A few months ago I wrote a post about a Job Fair sponsored by Buffalo Mayor Byron Brown titled Job Fairs Are Great PR For Politicians But Ineffective Otherwise. The Buffalo News recently ran a follow-up article regarding the City of Buffalo Job Fair.
While Mayor Brown hyped the fact that 1,500 “good-paying” jobs were available at the job fair, attended by 1,900 people, the Buffalo News was able to confirm that 17 people found jobs through the fair. The City disputes the Buffalo News numbers and says that 26 people found work through the job fair.
Brown took office as Mayor proclaiming that he would track and measure the performance of government departments through his CitiStat program.

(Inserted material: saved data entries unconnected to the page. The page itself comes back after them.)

PR #321, opened 2018-11-14
Moe Sync

ronshapiro:

Commits:
=====
<p> Log the elapsed time to toolsearch

Also refactor the 'Main' class out of the library target, to avoid
introducing proto dependencies to users.

Roll forward of b383c5a14a7e594dfc7b45211eedc8ba50dd52c0

62b547ed916e0166b8cfabf14d2148bcb25dbd3c

### DIFF
--- a/core/src/main/java/com/google/googlejavaformat/java/Toolsearch.java
+++ b/core/src/main/java/com/google/googlejavaformat/java/Toolsearch.java
@@ -1,0 +1,16 @@
+/*
+ * Copyright 2018 Google Inc.
+ *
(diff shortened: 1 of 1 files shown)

When the Buffalo News pointed out that only 17 people obtained jobs, Brown’s response was “I don’t think the numbers means anything,”, noting that the event was just another effort, in many, to assist people who are looking for employment.”

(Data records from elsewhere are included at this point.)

PR #322, opened 2018-11-20
Moe Sync

ronshapiro:

Commits:
=====
<p> GoogleJavaFormat: Add --keep-going to java-format

Very useful when doing things like

google-java-format -i -k $(git diff --name-only)

And you have deleted files. Without the -k, it will fail completely.

a73c05ec0308a0b10b9aa21d8c22120ae82edfe1


cushon:
merged as 44308fe8d6364f4b31a4352782c4696dba138b2d

Issue #326, opened 2018-12-21
Upgrade Guava version to address vulnerability


xylo04:
The project currently depends on Guava 22.0, which is susceptible to CVE-2018-10237. The dependency should be upgraded to at least >24.1.

Context: I'm on the Apigee (now a Google) team and we're attempting to use google-java-format via Maven plugins. However, no plugin is going to be able to be imported into our artifact server while this vulnerability exists.

ronshapiro:
I'll send a change to update that. Though note that you can force maven to pick a different version by explicitly listing the version of Guava that you want.

xylo04:
Thanks for offering to make the change! I don't have any preference between my PR vs your change.

Re: forcing Maven, I can do that locally, but Apigee proxies all artifact fetches through Artifactory and has an import process with the aforementioned vulnerability scanner. I might be able to develop locally, but the CI server (Kokoro) wouldn't be able to access the plugin for verification.

xylo04:
@talios, your plugin is indeed the one we're looking at using. It's possible we could override the Guava version from within your plugin (I'm still learning about and getting comfortable with Maven's artifact version resolution). However, I think it's still worth fixing upstream (here) to hopefully benefit other integrators.

@ronshapiro, thanks for 5c07330! I assume it will take some manual work to create a new Maven release? No rush from my end.

ronshapiro:
@cushon is the right person to ask about releases, but yeah there is some button-pressing to get that to happen

talios:
@xylo04 I've released a new version of my Maven plugin (1.6.5) using Guava 27.0.1 and everything seems to run ok. But would also be good to get that merged upstream.

PR #327, opened 2018-12-21
Update dependency versions.

xylo04:
The only critical update here is the Guava version (issue #326). According to
Apigee's vulnerability tool, Guava 22 is vulnerable to CVE-2018-10237
"Mad Gadget" and must be upgraded beyond 24.1. Apigee won't be able to
use google-java-format via Maven until this is addressed.

The other version upgrades are nice-to-have.


xylo04:
Looks like the change is being made from inside Google; closing this PR in favor of that.

PR #337, opened 2019-01-27
Avoid potential NPE

Stephan202:
NB: This code is over a year old, so maybe the `null` branch is never taken?


cushon:
> maybe the `null` branch is never taken?

It seems that way, I think we may as well just remove the conditional instead. Thanks for pointing this out.

Stephan202:
The suggested alternative of simply dropping the `null` branch was merged in #367 (6930fca89f1d034a6bedfab1846489b61744ab32).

In my opinion government officials need to focus their time and energy on providing essential city services such as sanitation, police, fire etc. There is very little impact that city officials can have in regard to jobs and economic development. The Buffalo News, HUD and State Comptrollers Office have time after time documented how poorly managed and ineffective city efforts have been to address poverty in Buffalo, the third poorest city in the nation.
Job fairs are ineffective but they are great PR for politicians.

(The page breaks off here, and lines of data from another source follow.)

PR #347, opened 2019-03-08
Moe Sync

ronshapiro:

Commits:
=====
<p> Put empty class and member declarations on their own line

Per JLS 7.6 and 8.2 `;` is a valid empty top-level type or class member
declaration. This change puts it on its own line, instead of adding it
at the end of the preceding line.

Omitting the `;` is recommended: the goal of this change is just avoid a
partial formatting bug, and to call attention to the unnecessary element.

965411cdcb68e6b9abfcd3c023acbd19ce4190d8

-------

<p> Recognize atDebug methods in flogger heuristic

4cc87e48ef3fe13ccd8e9945db9ea2e38e996100

-------

<p> Add support for JetBrains 2019.1 IDEs.

225547d440f483f18bfd3e7dba8e3a675b4d8677

### DIFF
--- a/core/pom.xml
+++ b/core/pom.xml
@@ -22,7 +22,7 @@
   <parent>
     <groupId>com.google.googlejavaformat</groupId>
     <artifactId>google-java-format-parent</artifactId>
-    <version>1.8-SNAPSHOT</version>
+    <version>1.7-SNAPSHOT</version>
   </parent>
 
   <artifactId>google-java-format</artifactId>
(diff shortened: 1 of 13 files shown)


core/pom.xml
```diff
@@ -22,7 +22,7 @@
   <parent>
     <groupId>com.google.googlejavaformat</groupId>
     <artifactId>google-java-format-parent</artifactId>
-    <version>1.8-SNAPSHOT</version>
+    <version>1.7-SNAPSHOT</version>
```
Stephan202: Here and below: the version downgrades seem accidental.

I think the key to job fair effectiveness is work by all stakeholders – organizers, employers, and job seekers – to properly match candidates’ skills with employers’ needs, as well as for organizers to clearly articulate a vision of the job fair. Is it merely meet and greet/table talk? Resume drop? Screening interviews only? (Contemplating at least one additional round of interviewing after the fair ends before jobs are offered.) Single-round interviews? Group interviews? On-the-spot hiring? And are employers drawn from a single industry or hiring for a narrow set of KSA’s? From what you have written about the Buffalo job fair, it seems that there was an unfortunate mismatch in expectations indicative more of poor organizing rather than a a total failure of the job fair as a concept. I think in general one should approach job fairs the same way one approaches online job sites. Sure, Monster or HotJobs might have the most listings, but IT people know to head to Dice and lawyers know to head to Law.com instead.